* **Study material**:
^^^^
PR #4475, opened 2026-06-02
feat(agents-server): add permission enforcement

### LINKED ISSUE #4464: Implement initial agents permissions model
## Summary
^^^^
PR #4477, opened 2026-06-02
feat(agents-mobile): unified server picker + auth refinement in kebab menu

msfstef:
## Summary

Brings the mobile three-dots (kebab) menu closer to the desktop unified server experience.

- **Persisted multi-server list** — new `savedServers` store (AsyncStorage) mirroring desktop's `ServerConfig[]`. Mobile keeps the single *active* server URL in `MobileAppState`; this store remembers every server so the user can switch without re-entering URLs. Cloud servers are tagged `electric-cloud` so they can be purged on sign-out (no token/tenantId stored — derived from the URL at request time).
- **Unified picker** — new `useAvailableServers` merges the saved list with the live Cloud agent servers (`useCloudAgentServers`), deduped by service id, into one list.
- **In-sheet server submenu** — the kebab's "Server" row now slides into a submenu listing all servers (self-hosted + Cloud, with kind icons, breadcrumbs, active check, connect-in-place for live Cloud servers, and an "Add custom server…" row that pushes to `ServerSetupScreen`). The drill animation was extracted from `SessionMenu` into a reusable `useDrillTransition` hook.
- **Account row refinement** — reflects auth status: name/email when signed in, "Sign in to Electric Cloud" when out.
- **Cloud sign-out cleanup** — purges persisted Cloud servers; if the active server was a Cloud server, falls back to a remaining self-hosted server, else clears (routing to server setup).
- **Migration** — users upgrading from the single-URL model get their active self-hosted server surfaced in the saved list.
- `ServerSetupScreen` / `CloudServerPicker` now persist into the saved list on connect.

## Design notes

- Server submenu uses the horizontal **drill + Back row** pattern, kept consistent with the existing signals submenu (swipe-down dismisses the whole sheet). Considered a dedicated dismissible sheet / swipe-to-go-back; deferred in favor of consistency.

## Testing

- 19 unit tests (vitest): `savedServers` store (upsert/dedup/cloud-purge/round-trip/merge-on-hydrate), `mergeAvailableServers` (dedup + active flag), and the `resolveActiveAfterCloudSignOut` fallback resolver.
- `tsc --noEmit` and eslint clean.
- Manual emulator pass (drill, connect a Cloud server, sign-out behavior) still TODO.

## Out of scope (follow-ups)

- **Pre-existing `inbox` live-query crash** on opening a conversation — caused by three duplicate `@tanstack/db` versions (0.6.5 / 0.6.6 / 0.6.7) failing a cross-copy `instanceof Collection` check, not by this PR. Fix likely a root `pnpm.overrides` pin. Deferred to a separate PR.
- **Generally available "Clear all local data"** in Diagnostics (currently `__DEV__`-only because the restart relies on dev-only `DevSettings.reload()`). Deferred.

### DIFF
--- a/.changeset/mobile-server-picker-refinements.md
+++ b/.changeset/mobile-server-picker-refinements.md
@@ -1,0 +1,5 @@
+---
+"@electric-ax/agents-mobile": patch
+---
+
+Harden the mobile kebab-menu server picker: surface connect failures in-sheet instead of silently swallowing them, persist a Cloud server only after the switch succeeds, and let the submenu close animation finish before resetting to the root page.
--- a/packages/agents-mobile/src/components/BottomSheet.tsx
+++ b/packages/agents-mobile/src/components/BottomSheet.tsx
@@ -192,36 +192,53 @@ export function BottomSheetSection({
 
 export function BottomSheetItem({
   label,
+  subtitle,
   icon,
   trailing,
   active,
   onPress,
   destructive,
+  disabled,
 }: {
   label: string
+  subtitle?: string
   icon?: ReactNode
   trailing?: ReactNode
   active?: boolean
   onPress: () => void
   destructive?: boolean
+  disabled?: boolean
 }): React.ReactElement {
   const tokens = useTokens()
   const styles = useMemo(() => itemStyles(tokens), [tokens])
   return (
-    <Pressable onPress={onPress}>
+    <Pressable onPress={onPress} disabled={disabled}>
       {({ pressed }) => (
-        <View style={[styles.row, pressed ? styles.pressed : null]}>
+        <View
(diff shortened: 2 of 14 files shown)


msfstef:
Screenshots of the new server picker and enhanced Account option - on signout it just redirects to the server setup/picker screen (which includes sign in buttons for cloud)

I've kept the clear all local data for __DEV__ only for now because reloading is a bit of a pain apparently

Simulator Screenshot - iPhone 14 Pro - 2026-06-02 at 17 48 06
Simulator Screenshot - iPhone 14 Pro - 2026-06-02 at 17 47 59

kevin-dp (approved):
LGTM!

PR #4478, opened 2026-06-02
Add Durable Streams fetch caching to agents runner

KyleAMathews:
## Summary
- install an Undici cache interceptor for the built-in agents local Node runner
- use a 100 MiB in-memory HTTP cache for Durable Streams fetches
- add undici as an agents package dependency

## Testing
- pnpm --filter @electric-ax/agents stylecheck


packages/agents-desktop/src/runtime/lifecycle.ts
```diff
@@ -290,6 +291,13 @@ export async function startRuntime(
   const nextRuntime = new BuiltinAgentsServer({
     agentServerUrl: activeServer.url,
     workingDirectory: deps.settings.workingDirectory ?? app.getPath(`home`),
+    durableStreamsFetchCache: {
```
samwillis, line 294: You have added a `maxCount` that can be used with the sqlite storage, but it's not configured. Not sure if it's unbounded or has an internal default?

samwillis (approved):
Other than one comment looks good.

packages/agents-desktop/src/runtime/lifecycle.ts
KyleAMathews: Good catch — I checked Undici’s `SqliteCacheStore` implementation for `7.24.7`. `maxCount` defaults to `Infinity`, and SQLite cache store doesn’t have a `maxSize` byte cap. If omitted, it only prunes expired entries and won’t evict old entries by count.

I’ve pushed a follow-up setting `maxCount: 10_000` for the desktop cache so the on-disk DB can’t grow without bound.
^^^^
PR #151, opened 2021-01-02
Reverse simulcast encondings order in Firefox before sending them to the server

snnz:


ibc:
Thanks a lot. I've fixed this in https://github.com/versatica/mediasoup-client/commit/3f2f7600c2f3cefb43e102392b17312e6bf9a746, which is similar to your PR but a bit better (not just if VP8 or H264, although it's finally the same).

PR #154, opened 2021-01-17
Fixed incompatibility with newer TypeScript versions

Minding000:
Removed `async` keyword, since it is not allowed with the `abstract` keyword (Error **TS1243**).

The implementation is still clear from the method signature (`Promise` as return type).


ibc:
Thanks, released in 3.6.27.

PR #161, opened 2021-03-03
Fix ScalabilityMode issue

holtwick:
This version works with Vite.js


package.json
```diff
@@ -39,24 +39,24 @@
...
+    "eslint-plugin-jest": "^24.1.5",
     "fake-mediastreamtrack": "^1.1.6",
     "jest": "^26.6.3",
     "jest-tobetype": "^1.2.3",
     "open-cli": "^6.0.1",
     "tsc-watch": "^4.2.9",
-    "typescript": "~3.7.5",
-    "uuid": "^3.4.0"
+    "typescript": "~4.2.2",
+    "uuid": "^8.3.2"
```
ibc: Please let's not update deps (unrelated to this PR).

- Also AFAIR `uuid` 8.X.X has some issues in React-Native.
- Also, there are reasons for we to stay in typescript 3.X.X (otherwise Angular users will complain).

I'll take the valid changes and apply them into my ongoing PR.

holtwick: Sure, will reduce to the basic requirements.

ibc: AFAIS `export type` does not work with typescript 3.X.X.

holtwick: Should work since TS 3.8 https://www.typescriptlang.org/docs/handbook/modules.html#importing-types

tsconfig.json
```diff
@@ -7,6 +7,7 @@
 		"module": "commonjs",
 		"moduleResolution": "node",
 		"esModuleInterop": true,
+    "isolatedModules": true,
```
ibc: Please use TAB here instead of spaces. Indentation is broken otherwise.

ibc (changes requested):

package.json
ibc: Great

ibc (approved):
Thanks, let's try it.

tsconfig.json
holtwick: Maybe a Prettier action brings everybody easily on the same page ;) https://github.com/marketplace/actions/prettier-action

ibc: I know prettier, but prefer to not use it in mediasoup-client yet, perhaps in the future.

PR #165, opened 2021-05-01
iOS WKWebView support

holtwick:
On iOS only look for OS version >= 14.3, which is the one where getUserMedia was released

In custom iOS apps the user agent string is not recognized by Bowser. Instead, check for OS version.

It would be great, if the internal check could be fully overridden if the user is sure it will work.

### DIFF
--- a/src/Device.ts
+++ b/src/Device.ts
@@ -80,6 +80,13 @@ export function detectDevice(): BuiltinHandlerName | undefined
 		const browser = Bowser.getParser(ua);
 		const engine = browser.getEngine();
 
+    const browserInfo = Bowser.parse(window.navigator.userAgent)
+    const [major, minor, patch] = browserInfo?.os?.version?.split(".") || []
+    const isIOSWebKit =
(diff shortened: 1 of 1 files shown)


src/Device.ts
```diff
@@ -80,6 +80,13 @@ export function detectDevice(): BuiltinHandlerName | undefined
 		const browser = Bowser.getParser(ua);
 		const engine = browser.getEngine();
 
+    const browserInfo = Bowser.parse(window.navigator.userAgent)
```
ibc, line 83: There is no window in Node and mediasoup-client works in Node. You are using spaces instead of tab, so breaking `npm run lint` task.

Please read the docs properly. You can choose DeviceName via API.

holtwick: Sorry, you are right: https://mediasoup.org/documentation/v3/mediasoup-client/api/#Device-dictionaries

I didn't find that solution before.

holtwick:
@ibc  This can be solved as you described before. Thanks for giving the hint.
^^^^
* **What you will do**: Return, unchanged, the run of lines above that opens with the line containing "-192,36 +192,53 @@" and closes with the line containing "onPress: () => void". Include both.

* **Completed exercise**:
@@ -192,36 +192,53 @@ export function BottomSheetSection({
 
 export function BottomSheetItem({
   label,
+  subtitle,
   icon,
   trailing,
   active,
   onPress,
   destructive,
+  disabled,
 }: {
   label: string
+  subtitle?: string
   icon?: ReactNode
   trailing?: ReactNode
   active?: boolean
   onPress: () => void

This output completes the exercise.